YOUR OBJECTIVE -
From the first line to the last, print the data exactly as it appears.

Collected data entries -
┏━━
PR #649, opened 2020-03-21
Add tests for limits

jyn514:
We had a queue backup this morning because the builder would panic whenever a crate had limits set (https://github.com/rust-lang/docs.rs/pull/648, https://docs.rs/releases/queue). This adds tests so that doesn't happen again.

r? @kvrhdn

### DIFF
--- a/src/docbuilder/limits.rs
+++ b/src/docbuilder/limits.rs
@@ -104,7 +104,7 @@ fn scale(value: usize, interval: usize, labels: &[&str]) -> String {
     // 2.x
     let mut value = format!("{:.1}", value);
     // 2.0 -> 2
-    if &value[value.len() - 1..] == "0" {
+    if value.ends_with(".0") {
         value.truncate(value.len() - 2);
     }
     format!("{} {}", value, chosen_label)
--- a/src/docbuilder/limits.rs
+++ b/src/docbuilder/limits.rs
@@ -3,6 +3,7 @@ use postgres::Connection;
 use std::collections::BTreeMap;
 use std::time::Duration;
 
+#[derive(Debug, PartialEq)]
 pub(crate) struct Limits {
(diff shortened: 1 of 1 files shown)


kvrhdn:
I should be able to look at this in the next couple of days @jyn514.

jyn514:
Good idea! I added a test for `scale` and noticed at the same time that it always rounded down. I changed it so now it rounds to the closest integer instead. I was also considering printing a float rounded to 1 decimal place, what do you think?

kvrhdn:
Yeah, makes sense! Having one digit after the decimal point provides a lot more precision. There is a significant difference between `1 GB` and `1,5 GB`. But at the same time, I find it difficult to reason about `1,2 hour`. So it will be a bit of a trade off 😅

jyn514:
Implemented fractional precision up to 1 decimal point. I also displayed it as an integer if the decimal was 0 (2.0 -> 2).

src/docbuilder/limits.rs
```diff
@@ -88,15 +87,102 @@ impl Limits {
...
             chosen_label = label;
             value = value / interval;
         } else {
             break;
         }
     }
+    // 2.x
+    let mut value = format!("{:.1}", value);
+    // 2.0 -> 2
+    if &value[value.len() - 1..] == "0" {
```
kvrhdn: This can be simplified with [`ends_with`](https://doc.rust-lang.org/std/primitive.str.html#method.ends_with) 🙂 

```suggestion
    if value.ends_with(".0") {
```

kvrhdn:
But overall this looks neat :+1: I love Rust's `format!`!

jyn514:
Rust is indeed wonderful! Thanks for the review, I think the new precision will be helpful :)

PR #653, opened 2020-03-24
Pass -j2 to Cargo to avoid using all threads

jyn514:
This avoids rustc using all available cores and preventing users from visiting the website (or admins from logging in).

r? @pietroalbini @Mark-Simulacrum

### DIFF
--- a/src/docbuilder/rustwide_builder.rs
+++ b/src/docbuilder/rustwide_builder.rs
@@ -455,7 +455,7 @@ impl RustwideBuilder {
         if let Some(package_rustdoc_args) = &metadata.rustdoc_args {
             rustdoc_flags.append(&mut package_rustdoc_args.iter().map(|s| s.to_owned()).collect());
         }
-        let mut cargo_args = vec!["doc", "--lib", "--no-deps"];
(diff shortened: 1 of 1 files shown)


pietroalbini:
While this could be a stopgap to avoid the outage we recently had, it does not prevent a crate from starving our CPU resources. `-j N` is just a hint (that cargo, rustc and other tools like make choose to respect), and nothing prevents a build script from spawning as many parallel processes as it likes.

The proper fix for this is to change rustwide to allow limiting the amount of CPU resources the build can use (by passing the appropriate flags to Docker). Still, if this PR actually helps with the crates that caused the outage we should land it first and then implement the proper fix (and I approve merging in that case).

Mark-Simulacrum:
We will want this regardless, I think, with the parameter set according to what we give in Docker -- otherwise Cargo would probably detect more cores than it should, if I understand how the detection works.

jyn514:
Ok, so merge this as a stopgap soft limit and rustwide will work on implementing hard limits upstream?

Mark-Simulacrum:
I agree with merging as a stopgap, most things should be pretty well-behaved and this isn't intended as a security mitigation anyway.

One thing to note is that things are somewhat more likely to timeout as a result, but I wouldn't worry too much.

Issue #656, opened 2020-03-26
Tracking issue: docs.rs leaks memory


pietroalbini:
We started noticing that docs.rs occasionally leaks gigabytes of memory at once, causing production outages due to the excessive amount of used RAM.

![2020-03-26--16-19-04](https://user-images.githubusercontent.com/2299951/77663605-87e8d680-6f7d-11ea-94dc-6d77840f11fa.png)

At the moment we're investigating what the root cause is.

jyn514:
Possibly fixed by #666. Since it's intermittent, we won't know for a while, though.

jyn514:
We haven't had any spikes of this sort in a week, are you comfortable closing this?

![image](https://user-images.githubusercontent.com/23638587/78926099-8550ab80-7a6a-11ea-8a42-a79d90332866.png)

jyn514:
Hmm, we don't have any spikes, but we're still using 2 more GB of RAM at rest than after a server restart ... maybe it's worth keeping this open.

![image](https://user-images.githubusercontent.com/23638587/78926754-a06feb00-7a6b-11ea-82dd-f16084550f73.png)

jyn514:
Someone on hackernews suggested using processes instead of threads, which would automatically clean up resources on panics: https://news.ycombinator.com/item?id=22946237

Not sure how crucial that is at the moment, but if we start having issues again it's certainly something to consider.

Mark-Simulacrum:
That's true, but I think the main concern in my mind right now is the high baseline memory usage. I wouldn't expect a docs.rs idling (i.e. not serving requests) to need, well, really any memory (a hundred megabytes seems more than enough). It would be helpful to narrow down what is using memory in the current process architecture.

jyn514:
I'm going to close this since we haven't had trouble with leaks as such - we might be running into buffer bloat or something, but given that we're only using 3 GB out of the 15 GB available I don't think that's a big deal.

PR #660, opened 2020-03-27
Remove unused `staticfile` dependency

jyn514:
~~Should help address https://github.com/rust-lang/docs.rs/issues/656~~ Nope.

r? @pietroalbini

### DIFF
--- a/.github/workflows/ci.yml
+++ b/.github/workflows/ci.yml
@@ -33,7 +33,8 @@ jobs:
       - name: Prepare the test environment
         run: |
           prefix=$(pwd)/ignored/prefix
-          mkdir -p ${prefix}/public-html
+          mkdir -p ${prefix}
+          ln -s ../../static ${prefix}/public_html
           echo "::set-env name=CRATESFYI_PREFIX::${prefix}"
 
       - name: Test docs.rs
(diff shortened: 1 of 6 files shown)


Mark-Simulacrum:
We might also want to add a cache header to the static files -- to avoid requests from CloudFront -- but I suspect that can be handled later. (Previously, the staticfile crate did set ETag and Last-Modified on our end).

https://github.com/iron/staticfile/blob/0.4.0/src/static_handler.rs#L212-L214

Otherwise, this looks good to me, though I don't know what our process these days is for merging -- r=me :)

jyn514:
I think we do that already, actually: https://github.com/rust-lang/docs.rs/blob/master/src/web/file.rs#L25

> I don't know what our process these days is for merging -- r=me :)

We don't really have a process ... I don't have admin access to the repo so I can't turn on protected branches.

Mark-Simulacrum:
Please also update the Dockerfile to not touch public_html.

Mark-Simulacrum:
Looks like tests are failing, but feel free to merge whenever.

jyn514:
After testing locally, it looks like this breaks something with the favicon. I don't feel comfortable merging this until we figure out what's going on there.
┗━━
RESULT FOR THIS EXERCISE -
PR #649, opened 2020-03-21
Add tests for limits

jyn514:
We had a queue backup this morning because the builder would panic whenever a crate had limits set (https://github.com/rust-lang/docs.rs/pull/648, https://docs.rs/releases/queue). This adds tests so that doesn't happen again.

r? @kvrhdn

### DIFF
--- a/src/docbuilder/limits.rs
+++ b/src/docbuilder/limits.rs
@@ -104,7 +104,7 @@ fn scale(value: usize, interval: usize, labels: &[&str]) -> String {
     // 2.x
     let mut value = format!("{:.1}", value);
     // 2.0 -> 2
-    if &value[value.len() - 1..] == "0" {
+    if value.ends_with(".0") {
         value.truncate(value.len() - 2);
     }
     format!("{} {}", value, chosen_label)
--- a/src/docbuilder/limits.rs
+++ b/src/docbuilder/limits.rs
@@ -3,6 +3,7 @@ use postgres::Connection;
 use std::collections::BTreeMap;
 use std::time::Duration;
 
+#[derive(Debug, PartialEq)]
 pub(crate) struct Limits {
(diff shortened: 1 of 1 files shown)


kvrhdn:
I should be able to look at this in the next couple of days @jyn514.

jyn514:
Good idea! I added a test for `scale` and noticed at the same time that it always rounded down. I changed it so now it rounds to the closest integer instead. I was also considering printing a float rounded to 1 decimal place, what do you think?

kvrhdn:
Yeah, makes sense! Having one digit after the decimal point provides a lot more precision. There is a significant difference between `1 GB` and `1,5 GB`. But at the same time, I find it difficult to reason about `1,2 hour`. So it will be a bit of a trade off 😅

jyn514:
Implemented fractional precision up to 1 decimal point. I also displayed it as an integer if the decimal was 0 (2.0 -> 2).

src/docbuilder/limits.rs
```diff
@@ -88,15 +87,102 @@ impl Limits {
...
             chosen_label = label;
             value = value / interval;
         } else {
             break;
         }
     }
+    // 2.x
+    let mut value = format!("{:.1}", value);
+    // 2.0 -> 2
+    if &value[value.len() - 1..] == "0" {
```
kvrhdn: This can be simplified with [`ends_with`](https://doc.rust-lang.org/std/primitive.str.html#method.ends_with) 🙂 

```suggestion
    if value.ends_with(".0") {
```

kvrhdn:
But overall this looks neat :+1: I love Rust's `format!`!

jyn514:
Rust is indeed wonderful! Thanks for the review, I think the new precision will be helpful :)

PR #653, opened 2020-03-24
Pass -j2 to Cargo to avoid using all threads

jyn514:
This avoids rustc using all available cores and preventing users from visiting the website (or admins from logging in).

r? @pietroalbini @Mark-Simulacrum

### DIFF
--- a/src/docbuilder/rustwide_builder.rs
+++ b/src/docbuilder/rustwide_builder.rs
@@ -455,7 +455,7 @@ impl RustwideBuilder {
         if let Some(package_rustdoc_args) = &metadata.rustdoc_args {
             rustdoc_flags.append(&mut package_rustdoc_args.iter().map(|s| s.to_owned()).collect());
         }
-        let mut cargo_args = vec!["doc", "--lib", "--no-deps"];
(diff shortened: 1 of 1 files shown)


pietroalbini:
While this could be a stopgap to avoid the outage we recently had, it does not prevent a crate from starving our CPU resources. `-j N` is just a hint (that cargo, rustc and other tools like make choose to respect), and nothing prevents a build script from spawning as many parallel processes as it likes.

The proper fix for this is to change rustwide to allow limiting the amount of CPU resources the build can use (by passing the appropriate flags to Docker). Still, if this PR actually helps with the crates that caused the outage we should land it first and then implement the proper fix (and I approve merging in that case).

Mark-Simulacrum:
We will want this regardless, I think, with the parameter set according to what we give in Docker -- otherwise Cargo would probably detect more cores than it should, if I understand how the detection works.

jyn514:
Ok, so merge this as a stopgap soft limit and rustwide will work on implementing hard limits upstream?

Mark-Simulacrum:
I agree with merging as a stopgap, most things should be pretty well-behaved and this isn't intended as a security mitigation anyway.

One thing to note is that things are somewhat more likely to timeout as a result, but I wouldn't worry too much.

Issue #656, opened 2020-03-26
Tracking issue: docs.rs leaks memory


pietroalbini:
We started noticing that docs.rs occasionally leaks gigabytes of memory at once, causing production outages due to the excessive amount of used RAM.

![2020-03-26--16-19-04](https://user-images.githubusercontent.com/2299951/77663605-87e8d680-6f7d-11ea-94dc-6d77840f11fa.png)

At the moment we're investigating what the root cause is.

jyn514:
Possibly fixed by #666. Since it's intermittent, we won't know for a while, though.

jyn514:
We haven't had any spikes of this sort in a week, are you comfortable closing this?

![image](https://user-images.githubusercontent.com/23638587/78926099-8550ab80-7a6a-11ea-8a42-a79d90332866.png)

jyn514:
Hmm, we don't have any spikes, but we're still using 2 more GB of RAM at rest than after a server restart ... maybe it's worth keeping this open.

![image](https://user-images.githubusercontent.com/23638587/78926754-a06feb00-7a6b-11ea-82dd-f16084550f73.png)

jyn514:
Someone on hackernews suggested using processes instead of threads, which would automatically clean up resources on panics: https://news.ycombinator.com/item?id=22946237

Not sure how crucial that is at the moment, but if we start having issues again it's certainly something to consider.

Mark-Simulacrum:
That's true, but I think the main concern in my mind right now is the high baseline memory usage. I wouldn't expect a docs.rs idling (i.e. not serving requests) to need, well, really any memory (a hundred megabytes seems more than enough). It would be helpful to narrow down what is using memory in the current process architecture.

jyn514:
I'm going to close this since we haven't had trouble with leaks as such - we might be running into buffer bloat or something, but given that we're only using 3 GB out of the 15 GB available I don't think that's a big deal.

PR #660, opened 2020-03-27
Remove unused `staticfile` dependency

jyn514:
~~Should help address https://github.com/rust-lang/docs.rs/issues/656~~ Nope.

r? @pietroalbini

### DIFF
--- a/.github/workflows/ci.yml
+++ b/.github/workflows/ci.yml
@@ -33,7 +33,8 @@ jobs:
       - name: Prepare the test environment
         run: |
           prefix=$(pwd)/ignored/prefix
-          mkdir -p ${prefix}/public-html
+          mkdir -p ${prefix}
+          ln -s ../../static ${prefix}/public_html
           echo "::set-env name=CRATESFYI_PREFIX::${prefix}"
 
       - name: Test docs.rs
(diff shortened: 1 of 6 files shown)


Mark-Simulacrum:
We might also want to add a cache header to the static files -- to avoid requests from CloudFront -- but I suspect that can be handled later. (Previously, the staticfile crate did set ETag and Last-Modified on our end).

https://github.com/iron/staticfile/blob/0.4.0/src/static_handler.rs#L212-L214

Otherwise, this looks good to me, though I don't know what our process these days is for merging -- r=me :)

jyn514:
I think we do that already, actually: https://github.com/rust-lang/docs.rs/blob/master/src/web/file.rs#L25

> I don't know what our process these days is for merging -- r=me :)

We don't really have a process ... I don't have admin access to the repo so I can't turn on protected branches.

Mark-Simulacrum:
Please also update the Dockerfile to not touch public_html.

Mark-Simulacrum:
Looks like tests are failing, but feel free to merge whenever.

jyn514:
After testing locally, it looks like this breaks something with the favicon. I don't feel comfortable merging this until we figure out what's going on there.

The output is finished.